[Supplied material]
PR #200, opened 2018-09-11
Add tests for stats

Wardormeur:
and lack of stats

### DIFF
--- a/cypress/integration/dashboard/stats_spec.js
+++ b/cypress/integration/dashboard/stats_spec.js
@@ -1,0 +1,52 @@
+import homePage from '../../pages/home';
+
+describe('Homepage stats', () => {
+  beforeEach(() => {
+    cy.server();
+    cy.route('POST', '/api/2.0/dojos/users', [{ userTypes: ['champion'] }]).as('userDojos');
+  });
+
+  it('should show the stats component with its default category: Youth', () => {
+    cy.route('/api/2.0/users/instance', 'fx:parentLoggedIn').as('loggedIn');
+    cy.visit('/home');
+    cy.wait('@loggedIn');
+    cy.get(homePage.statsTitle).invoke('text').should('eq', 'Dojo stats');
+    cy.get(homePage.statsCategory).invoke('text').should('eq', 'Youth');
+  });
+
+  it('should show a message pushing champions to use Zen when no stats is available', () => {
+    cy.route('/api/2.0/users/instance', 'fx:parentLoggedIn').as('loggedIn');
+    cy.route('POST', '/api/2.0/dojos/load-dojo-users', { response: [] }).as('dojoUsers');
+    cy.visit('/home');
+    cy.wait('@loggedIn');
+    cy.wait('@userDojos');
+    cy.wait('@dojoUsers');
+    cy.get(homePage.statsUseZenMessage).invoke('text').should('eq', "No statistics are available at the moment.\n        The more Zen is used, the more you\'ll find about your Dojo!");
+  });
+  describe('Youth', () => {
+    it('should show the stats for the number of children booked', () => {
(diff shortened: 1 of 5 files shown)


cypress/integration/dashboard/stats_spec.js
```diff
@@ -0,0 +1,52 @@
+import homePage from '../../pages/home';
+
+describe('Homepage stats', () => {
+  beforeEach(() => {
+    cy.server();
+    cy.route('POST', '/api/2.0/dojos/users', [{ userTypes: ['champion'] }]).as('userDojos');
```
DanielBrierton: Should include permissions? Stats would be visible to mentors with dojo-admin rights, wouldn't they?

Wardormeur: ticketing admin rather ?

DanielBrierton: Only Dojo admin gives you access to the users of a Dojo though, right?

Wardormeur: Arrgh, you're right. So we can bin the mentors from that pie chart cc @conoramurphy 
I guess at that point, it's more sensible to just say champions @DanielBrierton  ? If we agree the perms are not editable anymore

DanielBrierton: Well, it's one thing to say perms aren't editable anymore (also, not entirely sure I agree just yet since I don't quite know what would replace it), but they are... And probably will be for a while...

So I'd say for now, this needs to check for dojo-admin until we actually make that decision and make the necessary perms changes for it.

cypress/integration/dashboard/stats_spec.js
```diff
@@ -17,9 +17,12 @@ describe('Homepage stats', () => {
   it('should show a message pushing champions to use Zen when no stats is available', () => {
     cy.route('/api/2.0/users/instance', 'fx:parentLoggedIn').as('loggedIn');
     cy.route('POST', '/api/2.0/dojos/load-dojo-users', { response: [] }).as('dojoUsers');
+    cy.route('POST', '/api/2.0/events/applications/search', []).as('bookedChildren');
     cy.visit('/home');
     cy.wait('@loggedIn');
     cy.wait('@userDojos');
+    cy.wait('@bookedChildren');
+    cy.wait('@dojoUsers');
```
DanielBrierton: Waiting for dojoUsers twice? Is this one meant to be userDojos like below?

Wardormeur: Technically, it's not wrong.
There are 2 calls to @dojoUsers : one for o13 and one for u13

Wardormeur:
Cypress is failing until the strings (https://github.com/CoderDojo/cp-translations/pull/89) are being merged

cypress/integration/dashboard/stats_spec.js
conoramurphy: Sorry just to clarify. Are we saying it's extra work to show it to mentors with dojo-admin rights?

conoramurphy: Or that we can't seperate the mentors easily? Why would we leave out mentors.

Wardormeur: Because either we rely on perms, which we dont' want to for deprecation purpose, or we rely on role, in which case a mentor doesn't have dojo-admin by default, which is the current restriction for the API call letting us loading all users of a dojos.
Ticketing-admin <perm> can get this data, but only event by event, for users which are part of the events.

Wardormeur: tldr : the API is not done for stats purpose

Wardormeur: cc @conoramurphy (please tell me if I'm wrong @DanielBrierton )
[/Supplied material]
**What this task involves**
Select and copy every line of the material that holds the string "which".

**Answer section**
Wardormeur: Because either we rely on perms, which we dont' want to for deprecation purpose, or we rely on role, in which case a mentor doesn't have dojo-admin by default, which is the current restriction for the API call letting us loading all users of a dojos.
Ticketing-admin <perm> can get this data, but only event by event, for users which are part of the events.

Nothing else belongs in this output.